PR #3648, opened 2024-01-24
Support determining `IdKind` from `NodeCategory`, in addition to `NodeKind`

josh11b:
The categories `Expr`, `MemberName`, `Decl`, `Statement`, and `Modifier` are usable since they are associated with a consistent `IdKind`. The mapping to `IdKind` for NodeKinds that have those categories are no longer listed explicitly, ensuring that the `NodeCategory` mapping is the source of truth.

Also: fixes the category of the `FunctionDefinitionStart` and `ArrayExprStart` node kinds.

Note: I've added [a section on defining constexpr constants to the Toolchain architecture doc](https://docs.google.com/document/d/1RRYMm42osyqhI2LyjrjockYCutQ5dOf8Abu50kTrkX0/edit?resourcekey=0-kHyqOESbOHmzZphUbtLrTw&tab=t.0#heading=h.f7682a2tpvxr).

FUTURE:

* We should switch `TuplePattern` to put an `InstId` on the `NodeStack` instead of an `InstBlockId`, so we can handle the pattern category.
* We should make a category for names to replace uses of the `NameId` `IdKind`.
* We should make use of these new APIs more, and propagate more-precise types through the codebase.

QUESTION: Should I use a different approach for determining the number of members of the `NodeKind` enum?


toolchain/check/node_stack.h
```diff
@@ -278,6 +354,27 @@ class NodeStack {
...
+    RequireParseCategory<RequiredParseCategory>(back.parse_node);
+    constexpr std::optional<IdKind> RequiredIdKind =
+        ParseNodeCategoryToIdKind(RequiredParseCategory);
+    CARBON_CHECK(RequiredIdKind.has_value())
+        << "NodeCategory " << RequiredParseCategory
+        << " doesn't correspond to an IdKind";
+    if constexpr (*RequiredIdKind == IdKind::InstId) {
+      return back.id<SemIR::InstId>();
+    }
+    if constexpr (*RequiredIdKind == IdKind::NameId) {
```
zygoloid: `PopWithParseNode` also has an `InstBlockId` case. Should the two functions be consistent?

Can we avoid duplicating the list here somehow? Maybe we could implement `Pop` as `Peek` followed by a `pop_back`?

toolchain/check/node_stack.h
```diff
@@ -194,6 +208,38 @@ class NodeStack {
                    << "; see value in ParseNodeKindToIdKind";
   }
 
+  // Pops the top of the stack and returns the parse_node and the ID.
+  template <Parse::NodeCategory RequiredParseCategory>
+  auto PopWithParseNode() -> auto {
+    constexpr std::optional<IdKind> RequiredIdKind =
+        ParseNodeCategoryToIdKind(RequiredParseCategory);
+    CARBON_CHECK(RequiredIdKind.has_value())
```
zygoloid: Can we `static_assert` this?

toolchain/check/node_stack.h
```diff
@@ -278,6 +354,27 @@ class NodeStack {
...
   }
 
+  // Peeks at the ID associated with the top of the name stack.
+  template <Parse::NodeCategory RequiredParseCategory>
+  auto Peek() const -> auto {
+    Entry back = stack_.back();
+    RequireParseCategory<RequiredParseCategory>(back.parse_node);
+    constexpr std::optional<IdKind> RequiredIdKind =
+        ParseNodeCategoryToIdKind(RequiredParseCategory);
+    CARBON_CHECK(RequiredIdKind.has_value())
```
zygoloid: Same comment as above re `static_assert`.

toolchain/check/node_stack.h
```diff
@@ -194,6 +208,38 @@ class NodeStack {
...
+      return node_id_cast(back);
+    }
+    if constexpr (RequiredIdKind == IdKind::NameId) {
+      auto back = PopWithParseNode<SemIR::NameId>();
+      RequireParseCategory<RequiredParseCategory>(back.first);
+      return node_id_cast(back);
+    }
+    CARBON_FATAL() << "Unpoppable IdKind for parse category: "
+                   << RequiredParseCategory
+                   << "; see value in ParseNodeCategoryToIdKind";
```
zygoloid: `static_assert` here too would be good I think. (We'll need to change most of the `if constexpr`s to `else if constexpr`s and put this in a final `else`.)

toolchain/check/node_stack.h
```diff
@@ -363,91 +461,109 @@ class NodeStack {
   };
   static_assert(sizeof(Entry) == 8, "Unexpected Entry size");
 
+  // Translate a parse node category to the enum ID kind it should always
+  // provide, if it is consistent.
+  static constexpr auto ParseNodeCategoryToIdKind(Parse::NodeCategory category)
```
zygoloid, line 439: It's not obvious to me what `category` means here in the case where it's not just a single bit: does it mean that we want an `IdKind` that works for anything with an intersection with `category`, or an `IdKind` that works for anything whose category is a superset of `category`?

If the former, then I think we should also return `std::nullopt` for categories including bits outside the five we can handle, because (eg) if we're asked for an `Expr | Whatever`, and it's actually just a `Whatever`, it might not have an `instId`.

zygoloid (commented):
Generally LG

toolchain/check/node_stack.h
josh11b: Done.

Note that this was correct for the categories of parse nodes, but not for categories of queries. To see the difference, observe that the `IdentifierName` node is in `NodeCategory::NameComponent | NodeCategory::MemberName`, which the prior code correctly identified as `NameId`, but the new code does not. This new code is more conservative, though, and so will be less likely to be misused.

toolchain/check/node_stack.h
josh11b: Done.

toolchain/check/node_stack.h
josh11b: Done.

toolchain/check/node_stack.h
josh11b: How do you write that? I tried
```
if constexpr (...) {
} else if constexpr (...) {
} else {
  static_assert(false);
}
```
and it gave me a compile error.

toolchain/check/node_stack.h
josh11b: Done. `InstId` and `NameId` are the only ones currently associated with a category.

toolchain/check/node_stack.h
zygoloid: It looks like we don't require a new enough Clang for that: https://clang.llvm.org/cxx_dr_status.html#2518

In the mean time we could do this:
```c++
if constexpr (cond1) {
  // ...
} else if constexpr (cond2) {
  // ...
// instead of `} else if constexpr (cond3) {`:
} else {
  static_assert(cond3);
  // ...
}
```

toolchain/check/node_stack.h
```diff
@@ -278,6 +331,25 @@ class NodeStack {
...
+    static_assert(RequiredIdKind.has_value());
+    if constexpr (*RequiredIdKind == IdKind::InstId) {
+      return back.id<SemIR::InstId>();
+    }
+    if constexpr (*RequiredIdKind == IdKind::NameId) {
+      return back.id<SemIR::NameId>();
+    }
+    CARBON_FATAL() << "Unpeekable IdKind for parse category: "
+                   << RequiredParseCategory
+                   << "; see value in ParseNodeCategoryToIdKind";
```
zygoloid:
```suggestion
    if constexpr (*RequiredIdKind == IdKind::InstId) {
      return back.id<SemIR::InstId>();
    } else {
      static_assert(*RequiredIdKind == IdKind::NameId,
                    "Unpeekable IdKind for parse category");
      return back.id<SemIR::NameId>();
    }
```

zygoloid (approved):
LG either with suggested change or (if you prefer) as-is.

-------------------------

> _Your task_: Please set down the full listing above, word for word.

> _Exercise response_:
PR #3648, opened 2024-01-24
Support determining `IdKind` from `NodeCategory`, in addition to `NodeKind`

josh11b:
The categories `Expr`, `MemberName`, `Decl`, `Statement`, and `Modifier` are usable since they are associated with a consistent `IdKind`. The mapping to `IdKind` for NodeKinds that have those categories are no longer listed explicitly, ensuring that the `NodeCategory` mapping is the source of truth.

Also: fixes the category of the `FunctionDefinitionStart` and `ArrayExprStart` node kinds.

Note: I've added [a section on defining constexpr constants to the Toolchain architecture doc](https://docs.google.com/document/d/1RRYMm42osyqhI2LyjrjockYCutQ5dOf8Abu50kTrkX0/edit?resourcekey=0-kHyqOESbOHmzZphUbtLrTw&tab=t.0#heading=h.f7682a2tpvxr).

FUTURE:

* We should switch `TuplePattern` to put an `InstId` on the `NodeStack` instead of an `InstBlockId`, so we can handle the pattern category.
* We should make a category for names to replace uses of the `NameId` `IdKind`.
* We should make use of these new APIs more, and propagate more-precise types through the codebase.

QUESTION: Should I use a different approach for determining the number of members of the `NodeKind` enum?


toolchain/check/node_stack.h
```diff
@@ -278,6 +354,27 @@ class NodeStack {
...
+    RequireParseCategory<RequiredParseCategory>(back.parse_node);
+    constexpr std::optional<IdKind> RequiredIdKind =
+        ParseNodeCategoryToIdKind(RequiredParseCategory);
+    CARBON_CHECK(RequiredIdKind.has_value())
+        << "NodeCategory " << RequiredParseCategory
+        << " doesn't correspond to an IdKind";
+    if constexpr (*RequiredIdKind == IdKind::InstId) {
+      return back.id<SemIR::InstId>();
+    }
+    if constexpr (*RequiredIdKind == IdKind::NameId) {
```
zygoloid: `PopWithParseNode` also has an `InstBlockId` case. Should the two functions be consistent?

Can we avoid duplicating the list here somehow? Maybe we could implement `Pop` as `Peek` followed by a `pop_back`?

toolchain/check/node_stack.h
```diff
@@ -194,6 +208,38 @@ class NodeStack {
                    << "; see value in ParseNodeKindToIdKind";
   }
 
+  // Pops the top of the stack and returns the parse_node and the ID.
+  template <Parse::NodeCategory RequiredParseCategory>
+  auto PopWithParseNode() -> auto {
+    constexpr std::optional<IdKind> RequiredIdKind =
+        ParseNodeCategoryToIdKind(RequiredParseCategory);
+    CARBON_CHECK(RequiredIdKind.has_value())
```
zygoloid: Can we `static_assert` this?

toolchain/check/node_stack.h
```diff
@@ -278,6 +354,27 @@ class NodeStack {
...
   }
 
+  // Peeks at the ID associated with the top of the name stack.
+  template <Parse::NodeCategory RequiredParseCategory>
+  auto Peek() const -> auto {
+    Entry back = stack_.back();
+    RequireParseCategory<RequiredParseCategory>(back.parse_node);
+    constexpr std::optional<IdKind> RequiredIdKind =
+        ParseNodeCategoryToIdKind(RequiredParseCategory);
+    CARBON_CHECK(RequiredIdKind.has_value())
```
zygoloid: Same comment as above re `static_assert`.

toolchain/check/node_stack.h
```diff
@@ -194,6 +208,38 @@ class NodeStack {
...
+      return node_id_cast(back);
+    }
+    if constexpr (RequiredIdKind == IdKind::NameId) {
+      auto back = PopWithParseNode<SemIR::NameId>();
+      RequireParseCategory<RequiredParseCategory>(back.first);
+      return node_id_cast(back);
+    }
+    CARBON_FATAL() << "Unpoppable IdKind for parse category: "
+                   << RequiredParseCategory
+                   << "; see value in ParseNodeCategoryToIdKind";
```
zygoloid: `static_assert` here too would be good I think. (We'll need to change most of the `if constexpr`s to `else if constexpr`s and put this in a final `else`.)

toolchain/check/node_stack.h
```diff
@@ -363,91 +461,109 @@ class NodeStack {
   };
   static_assert(sizeof(Entry) == 8, "Unexpected Entry size");
 
+  // Translate a parse node category to the enum ID kind it should always
+  // provide, if it is consistent.
+  static constexpr auto ParseNodeCategoryToIdKind(Parse::NodeCategory category)
```
zygoloid, line 439: It's not obvious to me what `category` means here in the case where it's not just a single bit: does it mean that we want an `IdKind` that works for anything with an intersection with `category`, or an `IdKind` that works for anything whose category is a superset of `category`?

If the former, then I think we should also return `std::nullopt` for categories including bits outside the five we can handle, because (eg) if we're asked for an `Expr | Whatever`, and it's actually just a `Whatever`, it might not have an `instId`.

zygoloid (commented):
Generally LG

toolchain/check/node_stack.h
josh11b: Done.

Note that this was correct for the categories of parse nodes, but not for categories of queries. To see the difference, observe that the `IdentifierName` node is in `NodeCategory::NameComponent | NodeCategory::MemberName`, which the prior code correctly identified as `NameId`, but the new code does not. This new code is more conservative, though, and so will be less likely to be misused.

toolchain/check/node_stack.h
josh11b: Done.

toolchain/check/node_stack.h
josh11b: Done.

toolchain/check/node_stack.h
josh11b: How do you write that? I tried
```
if constexpr (...) {
} else if constexpr (...) {
} else {
  static_assert(false);
}
```
and it gave me a compile error.

toolchain/check/node_stack.h
josh11b: Done. `InstId` and `NameId` are the only ones currently associated with a category.

toolchain/check/node_stack.h
zygoloid: It looks like we don't require a new enough Clang for that: https://clang.llvm.org/cxx_dr_status.html#2518

In the mean time we could do this:
```c++
if constexpr (cond1) {
  // ...
} else if constexpr (cond2) {
  // ...
// instead of `} else if constexpr (cond3) {`:
} else {
  static_assert(cond3);
  // ...
}
```

toolchain/check/node_stack.h
```diff
@@ -278,6 +331,25 @@ class NodeStack {
...
+    static_assert(RequiredIdKind.has_value());
+    if constexpr (*RequiredIdKind == IdKind::InstId) {
+      return back.id<SemIR::InstId>();
+    }
+    if constexpr (*RequiredIdKind == IdKind::NameId) {
+      return back.id<SemIR::NameId>();
+    }
+    CARBON_FATAL() << "Unpeekable IdKind for parse category: "
+                   << RequiredParseCategory
+                   << "; see value in ParseNodeCategoryToIdKind";
```
zygoloid:
```suggestion
    if constexpr (*RequiredIdKind == IdKind::InstId) {
      return back.id<SemIR::InstId>();
    } else {
      static_assert(*RequiredIdKind == IdKind::NameId,
                    "Unpeekable IdKind for parse category");
      return back.id<SemIR::NameId>();
    }
```

zygoloid (approved):
LG either with suggested change or (if you prefer) as-is.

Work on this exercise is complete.